Mohammad Karim Khalili's support for an Afghan-US bilateral security agreement testifies to his pragmatism as well as to him being a stakeholder in the stabilization of Afghanistan. Source: Getty Images/Fotobank
The visit of the 2nd Vice President of Afghanistan Mohammad Karim Khalili to India on August 20-22 is politically symbolic. The South Block has flagged that the visit “carries forward the engagement between the two countries.” That is stating the obvious.
Khalili is the uncrowned monarch of the Bamyan region, Afghanistan’s central highlands inhabited by the Hazara Shi’ites who claim descent from Genghis Khan. Of course, Khalili has hardly anything in common with the Mongol chieftain. Conceivably, it is Mohammed Mohaqiq, Hazara leader hailing from the Mazar-i-Sharif region in northern Afghanistan, who could claim more martial qualities than Khalili, a soft-spoken, diminutive cleric.

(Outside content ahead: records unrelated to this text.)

PR #72, opened 2019-02-21
cleanup benchmark code a bit

mediocregopher:
@nussjustin I did a little cleanup of the benchmarking code to reduce some of the code duplication. One question about it though: in the `ParallelGetSet/radix/no pipeline` benchmark we'd had it using a `WithConn` within the `do`, do you remember if/why that was necessary? I took it out here because I couldn't think why it would matter, except to slow down the `no pipeline` test a bit.

### DIFF
--- a/bench/bench_test.go
+++ b/bench/bench_test.go
@@ -2,15 +2,15 @@ package bench
 
 import (
 	"context"
-	"fmt"
+	"errors"
 	"runtime"
 	"strings"
 	. "testing"
 	"time"
 
 	redigo "github.com/gomodule/redigo/redis"
-	"github.com/joomcode/redispipe/redis"
-	"github.com/joomcode/redispipe/redisconn"
+	redispipe "github.com/joomcode/redispipe/redis"
+	redispipeconn "github.com/joomcode/redispipe/redisconn"
 	"github.com/mediocregopher/radix/v3"
 )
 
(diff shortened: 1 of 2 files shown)


nussjustin:
I think it was there from the beginning (read: before I came in and had my fun with the code) and I then kept it because it disabled automatic pipelining and because I was working on the pipeliner code. But yeah, since then it's basically unnecessary and I planned to remove it at some point (it always bugged me when I looked at the code), but I'm lazy sooo....

bench/bench_test.go
```diff
@@ -187,157 +174,98 @@ func BenchmarkParallelGetSet(b *B) {
...
+				// wait for the pool to fill up
+				for {
+					time.Sleep(50 * time.Millisecond)
+					if pool.NumAvailConns() >= poolSize {
+						break
+					}
+				}
+
+				do(b, func() error {
+					if err := pool.Do(radix.Cmd(nil, "SET", "foo", "bar")); err != nil {
```
nussjustin: Maybe replace this with a call to `radixGetSet`?

mediocregopher: The problem is that `radixGetSet` takes a Conn, not a Client, cause I was worried about the overhead of converting the types to interfaces.

But now that I think about it, I could pre-convert them before the bench starts, and that shouldn't incur any overhead...

bench/bench_test.go
```diff
@@ -22,20 +22,41 @@ func newRedigo() redigo.Conn {
...
+}
+
 func BenchmarkSerialGetSet(b *B) {
 	b.Run("radix", func(b *B) {
 		rad, err := radix.Dial("tcp", "127.0.0.1:6379")
 		if err != nil {
 			b.Fatal(err)
 		}
 		defer rad.Close()
+		client := radix.Client(rad)
```
nussjustin: Maybe add a small comment why this is here, so this doesn't get "optimized" accidentally? Something like

```suggestion
		// avoid overhead of converting from radix.Conn to radix.Client on each loop iteration
		client := radix.Client(rad)
```

bench/bench_test.go
```diff
@@ -187,157 +176,90 @@ func BenchmarkParallelGetSet(b *B) {
...
 
-		b.Run("default", func(b *B) {
-			pool, err := radix.NewPool("tcp", "127.0.0.1:6379", poolSize, radix.PoolPipelineConcurrency(poolSize))
-			if err != nil {
-				b.Fatal(err)
-			}
-			defer pool.Close()
-			if err := waitFull(pool, poolSize); err != nil {
-				b.Fatal(err)
+				client := radix.Client(pool)
```
nussjustin: Same as above

```suggestion
		// avoid overhead of boxing the pool on each loop iteration
		client := radix.Client(rad)
```

bench/bench_test.go
```diff
@@ -107,13 +113,10 @@ func BenchmarkSerialGetSetLargeArgs(b *B) {
 			b.Fatal(err)
 		}
 		defer rad.Close()
+		client := radix.Client(rad)
```
nussjustin: dito

```suggestion
		// avoid overhead of converting from radix.Conn to radix.Client on each loop iteration
		client := radix.Client(rad)
```

mediocregopher:
Lol, I didn't know the suggestion feature had a commit button on it, that's pretty neat! I'll merge once the tests pass.

PR #82, opened 2019-03-15
Optimize clusterSlotKeys brute forcing in tests

nussjustin:
Reduces initialization time for tests by over 200ms on average on my machine, giving a roughly 10x improvement (~239.87ms -> ~22.92ms). This helps when running test on each change.

### DIFF
--- a/cluster_test.go
+++ b/cluster_test.go
@@ -12,7 +12,8 @@ import (
 // second on my laptop, so whatevs.
 var clusterSlotKeys = func() [numSlots]string {
 	var a [numSlots]string
-	for {
+	var found int
+	for found < len(a) {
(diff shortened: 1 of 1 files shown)


cluster_test.go
```diff
@@ -22,22 +23,12 @@ var clusterSlotKeys = func() [numSlots]string {
 			ksmall := k[:i]
 			if a[ClusterSlot(ksmall)] == "" {
 				a[ClusterSlot(ksmall)] = string(ksmall)
+				found++
 				break
 			}
 		}
-
-		var notFull bool
-		for _, k := range a {
```
nussjustin: Turns out iterating over up to 16k strings takes some time when you do this 20,000 times (which is the average number of iterations for the outer loop on my machine)

Issue #91, opened 2019-04-23
bufio.NewReader(r) use memery too mach


qq5272689:
i work with the sentinel module
it's svg https://github.com/qq5272689/test/blob/master/heap_alloc_space.svg

nussjustin:
"too big" is not really helpful.

From what I can guess, your problem are the allocations inside `PubSub`, which come mostly from the call to `bufio.NewReader` inside `resp2.RawMessage.UnmarshalInto`.

In that case, you're right that the code allocates too much and should be optimized to allocate less.

After a quick look I see 2 problems here:

1. The `*bufio.Reader` in `UnmarshalInto` is always created with the default buffer size of 4096 bytes even though we already now the exact number of bytes that are available. For cases where `len(rm) < 4096` we could use `bufio.NewReaderSize` to avoid allocating to much for small messages.
2. The `spin` method of the `pubSubConn` always reads the raw RESP data into a `RawMessage` and after that immediately unmarshals it into a `PubSubMessage`. I don't unterstand why the data is read into a `RawMessage` first. @mediocregopher Any idea?

mediocregopher:
The data is read into a RawMessage first because responses from
PING/(P)(UN)SUBSCRIBE commands also come in through there. So all data is
read into a RawMessage first to be able to determine if it is a
PubSubMessage or not, and discard it if not.

An alternative way to accomplish this, since we don't actually care about
the response from commands, would be to unmarshal directly into
PubSubMessage, and have PubSubMessage.UnmarshalRESP return a specific error
(like `errNotPubSubMessage`) if the data is not a PubSubMessage. The only
caveat would be that the unmarshal method would need to be sure to read the
full response even if the response is not the expected one.

qq5272689:
Thank you so much.

mediocregopher:
I made a further improvement in the last couple of commits, knocking off another bunch of allocations (this is on arm, so exact numbers may vary, and my time/op results were so inconsistent they can probably be ignored):

```
name      old time/op    new time/op    delta
PubSub-4     264µs ±52%     243µs ±52%     ~     (p=0.383 n=20+20)

name      old alloc/op   new alloc/op   delta
PubSub-4      371B ± 1%      160B ± 0%  -56.85%  (p=0.000 n=19+16)

name      old allocs/op  new allocs/op  delta
PubSub-4      10.0 ± 0%       5.0 ± 0%  -50.00%  (p=0.000 n=20+20)
```

PR #92, opened 2019-04-24
Reduce total memory allocated and number of allocations in PubSub processing

nussjustin:
Also includes a new benchmark for simple PubSub

```
name      old time/op    new time/op    delta
PubSub-8    51.9µs ±10%    46.0µs ±14%  -11.24%  (p=0.002 n=10+10)

name      old alloc/op   new alloc/op   delta
PubSub-8    4.73kB ± 0%    0.37kB ± 0%  -92.18%  (p=0.000 n=10+10)

name      old allocs/op  new allocs/op  delta
PubSub-8      17.0 ± 0%      10.0 ± 0%  -41.18%  (p=0.000 n=10+10)
```

Updates #91

### DIFF
--- a/pubsub.go
+++ b/pubsub.go
@@ -2,7 +2,6 @@ package radix
 
 import (
 	"bufio"
-	"bytes"
 	"errors"
 	"fmt"
 	"io"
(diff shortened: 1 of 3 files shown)


mediocregopher:
Thanks justin! We could probably save some more time by not using RawMessage at all, but that can be done another time, since this already saves so much in allocations as it is.

PR #95, opened 2019-05-03
Avoid allocating a string for each struct field when unmarshalling

nussjustin:
This reuses the allocated memory for the struct field by switchting from `BulkString` to `BulkStringBytes` and using the `map[string([]byte)]` optimization introduced in Go 1.3.

```
name                       old time/op    new time/op    delta
AnyUnmarshalRESP/Struct-8    1.68µs ± 1%    1.35µs ± 1%  -19.73%  (p=0.000 n=9+8)

name                       old alloc/op   new alloc/op   delta
AnyUnmarshalRESP/Struct-8      112B ± 0%       96B ± 0%  -14.29%  (p=0.000 n=10+10)

name                       old allocs/op  new allocs/op  delta
AnyUnmarshalRESP/Struct-8      7.00 ± 0%      4.00 ± 0%  -42.86%  (p=0.000 n=10+10)
```

### DIFF
--- a/resp/resp2/bench_test.go
+++ b/resp/resp2/bench_test.go
@@ -38,3 +38,28 @@ func BenchmarkIntUnmarshalRESP(b *testing.B) {
 		})
 	}
 }
+
+func BenchmarkAnyUnmarshalRESP(b *testing.B) {
+	b.Run("Struct", func(b *testing.B) {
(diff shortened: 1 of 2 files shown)


mediocregopher:
Nice, thanks!!

PR #96, opened 2019-05-04
Reuse reflect.Value instances when unmarshalling maps

nussjustin:
Unmarshalling maps currently requires creating a new instance of both the key and value types for each key and value, meaning there are at least two allocations per key-value pair, even if the types themselves wouldn't require allocations (e.g. numbers).

For non-pointer values that don't contain pointers or where the pointed to values can't be changed (strings), we can reuse the `reflect.Value` instances to avoid allocating new `reflect.Value`s for each value instance that we need.

This change adds a check for these kind of values (basically all built in numeric types, booleans and strings) and reuses the `reflect.Value` instances for these if possible.

With this for a map of size `n`, where `n > 0` and both key and value can share their `reflect.Value` instance, the number of allocations is reduced by `2*n - 2`.

```
name                    old time/op    new time/op    delta
AnyUnmarshalRESP/Map-8    2.07µs ± 1%    1.76µs ± 7%  -14.69%  (p=0.000 n=20+18)

name                    old alloc/op   new alloc/op   delta
AnyUnmarshalRESP/Map-8      504B ± 0%      408B ± 0%  -19.05%  (p=0.000 n=20+20)

name                    old allocs/op  new allocs/op  delta
AnyUnmarshalRESP/Map-8      18.0 ± 0%      12.0 ± 0%  -33.33%  (p=0.000 n=20+20)
```

### DIFF
--- a/resp/resp2/bench_test.go
+++ b/resp/resp2/bench_test.go
@@ -40,6 +40,29 @@ func BenchmarkIntUnmarshalRESP(b *testing.B) {
 }
 
 func BenchmarkAnyUnmarshalRESP(b *testing.B) {
+	b.Run("Map", func(b *testing.B) {
+		b.ReportAllocs()
+
+		const input = "*8\r\n" +
+			"$3\r\nFoo\r\n" + "$1\r\n1\r\n" +
+			"$3\r\nBAZ\r\n" + "$2\r\n22\r\n" +
+			"$3\r\nBoz\r\n" + "$4\r\n4444\r\n" +
+			"$3\r\nBiz\r\n" + "$8\r\n88888888\r\n"
+
+		var sr strings.Reader
+		br := bufio.NewReader(&sr)
+
+		for i := 0; i < b.N; i++ {
+			sr.Reset(input)
+			br.Reset(&sr)
+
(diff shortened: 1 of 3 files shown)


nussjustin:
@mediocregopher Thought about this yesterday and did a few tests locally and couldn't find a case where this optimization would cause a bug/regression, but since it's quite a bit subtle I wouldn't be surprised if I overlooked something.

mediocregopher:
I like it! It's very clever lol. I feel like it's not a use-case of reflect that the authors explicitly support but I doubt they'd ever break it either.

nussjustin:
> I feel like it's not a use-case of reflect that the authors explicitly support but I doubt they'd ever break it either.

Well it's basically a (mis)use of value semantics and the immutability of strings, so I don't see how they could ever break it, but I've never seen anyone else do this. I'm still surprised this works, even though I know why it works. And the reduction in allocation is really nice (in my current use case maps can have over 100 entries, which means >200 allocs less per map and I have thousands of them)

mediocregopher:
> which means >200 allocs less per map and I have thousands of them)

:O !!!

PR #99, opened 2019-05-21
[WIP] Add a feature to get metric by giving Trace struct

kimtree:
Hi,
This is a way better, more human readable approach. User can create trace functions like below.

Through the period of the Afghan ‘jihad’ in the 1980s, Khalili was based in the holy city of Meshaad in eastern Iran but that didn’t make him an ‘Iranian protégé’. Khalili’s primary loyalty has been to his people and Tehran respected it.
Despite the US-Iran standoff, Khalili worked closely with the American forces and diplomats and took a lot of help from them to rebuild Bamyan – and Tehran didn’t show heartburn, either. In the ultimate analysis, it was Bamyan’s stability and the welfare of the fellow Shi’ites in Afghanistan with whom Iran has profound cultural bonds, which mattered to Tehran.
Indeed, Bamyan made remarkable recovery through the period of the past decade of war and much reconstruction took place in that region. Khalili has been an exceptionally trusted colleague as far as Hamid Karzai is concerned. Here, too, Khalili understood that being part of the US-backed power structure in Kabul would enable him to tap into resources for the development of his region that would have been simply beyond the reach of Bamyan, which is an incredibly beautiful part of the planet but also one of the most wretchedly impoverished regions of Afghanistan.
The Hazaras were the ‘untouchables’ in the Afghan social structure and the Pashtuns and others looked down upon them as a lower form of life. There are harrowing tales persecution continuing right down until the communist rule. In the mayhem that followed after the Mujahideen takeover in 1992, Hazara community in Kabul suffered unspeakable atrocities at the hands of the other militia.
The nadir was reached, however, under the Taliban rule when the Hazaras, being the followers of Shi’ism, were regarded as ‘infidels’ and subjected to persecution bordering on ethnic genocide. Indeed, Khalili drew appropriate lessons and played a key role within the Northern Alliance during the anti-Taliban resistance.
Curiously, however, Delhi had nothing to do with Khalili until the end of 1997 when a chance meeting took place with him in Tashkent. Fortunately, it didn’t take much longer for Delhi to figure out the importance of Khalili as a bulwark against the Taliban. But by then, Delhi had also waded so far so deep into a complex engagement with Tajik leader Ahmed Shah Massoud that there was little interest to develop a fulsome relationship as such with Khalili. Massoud was like a banyan tree and wouldn’t let anything else to grow in his vicinity.
Suffice to say, Delhi did nothing when the Hazaras cried out for help in the autumn of 1998 as the Taliban ransacked the Amu Darya region bordering Uzbekistan in a brutal military conquest in which thousands of innocent Hazaras including women and children were massacred.
It simply looked away. Arguably, Delhi felt it was futile for Hazaras to resist a determined Taliban campaign backed up by seamless Pakistani resources to conquer northern Afghanistan. Or, Delhi might have preferred to focus on the defense of Panjshir and leave Mazar-i-Sharif to the wolves. Or, Delhi probably fancied that the defence of the Hazaras was Tehran’s call, after all.
Could Delhi have handled things differently? There are no easy answers. But the question remains relevant today when yet another defining moment is approaching in Afghanistan.
Of course, history never repeats. Old battle lines have blurred. Khalili’s Northern Alliance peer group has scattered. Some have been assassinated, others moved on. Allegiances and fealties have crisscrossed. Khalili too has come a long way. Khalili visited Pakistan in September 2010 (where over 650000 Hazaras live.)
Khalili is a vastly experienced statesman today who cannot be overlooked in any political dispensation emerging in Afghanistan. His support for an Afghan-US bilateral security agreement testifies to his pragmatism as well as to him being a stakeholder in the stabilization of Afghanistan. Which makes his visit to Delhi highly symbolic.